Last week, Horizon ($HZNP) raised its buyout offer for California's Depomed ($DEPO) in order to spur the drugmaker into coming to the bargaining table. But it looks like it'll have to go with Plan B.
Depomed Wednesday shot down the Irish pharma, dismissing its $33-per-share proposal as "inadequate" and not in its shareholders' best interests.
The reason? The new offer isn't actually any better than the $29.25-per-share offer Horizon put forth in May, it argued. It doesn't reflect an increase in the stake Depomed shareholders would have in a combined company, nor the amount of Horizon stock they would pick up.
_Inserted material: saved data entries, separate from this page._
PR #1310, opened 2017-02-09
HSEARCH-2580 Update of the "previous.stable" property following the 5.6.0.Final release

yrodiere:
https://hibernate.atlassian.net/browse/HSEARCH-2580

**To be backported to 5.6**. Backport for 5.6 available there: https://github.com/yrodiere/hibernate-search/tree/HSEARCH-2580-5.6

### DIFF
--- a/pom.xml
+++ b/pom.xml
@@ -235,7 +235,7 @@
         <puppycrawl.checkstyle.version>7.4</puppycrawl.checkstyle.version>
 
         <!-- Version to be used as baseline for API/SPI change reports -->
-        <previous.stable>5.5.2.Final</previous.stable>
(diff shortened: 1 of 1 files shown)


yrodiere:
Actually, I'm not sure whether we should backport this to 5.6 or not... Against what version do we want to check version x.y.z? The latest `x.(y-1).*.Final`? Or simply the previous `*.*.*.Final`?
In https://developer.jboss.org/wiki/ReleasingHibernateSearch I stated "the latest `x.(y-1).*.Final`", which would mean we don't want to backport this to 5.6.

Sanne:
I'll not backport it. Those ships have sailed..

Sanne:
merged, thanks!

PR #1311, opened 2017-02-10
HSEARCH-2559 Use a local copy of Font Awesome

gsmet:
This is a request of Gunnar so that the doc is in good shape even if you don't have an Internet connection.


gsmet:
Jenkins, retest this please

Sanne:
thanks, merged!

|Depomed CEO Jim Schoeneck outside the JP Morgan Healthcare Conference|
"We believe the July 21 proposal is opportunistic and takes advantage of a temporary decrease in Depomed's stock price," Depomed CEO Jim Schoeneck wrote to Horizon chief Timothy Walbert in a letter.
And even with that aside, Depomed's pretty confident in its standalone prospects. As Schoeneck said in a statement, it's on track to become one of the top 5 pain drugmakers in the U.S. by 2016, based on branded revenue. And in the letter to Walbert, he cited updated sales guidance--the midpoint of which pegs the company's compounded annual growth rate at 129% between 2012 and 2015.
Depomed's tune hasn't changed since Horizon first took its interest public back in May. Earlier this month, it swallowed a poison pill to stop any person or group from acquiring a stake in the company greater than 10%.
But Horizon's hasn't changed, either, and it's stressed that Depomed's resistance won't keep it from pushing ahead with a deal. "Horizon remains committed to an acquisition of Depomed and we are prepared to consider all paths necessary to complete the transaction," Walbert said in a statement last week.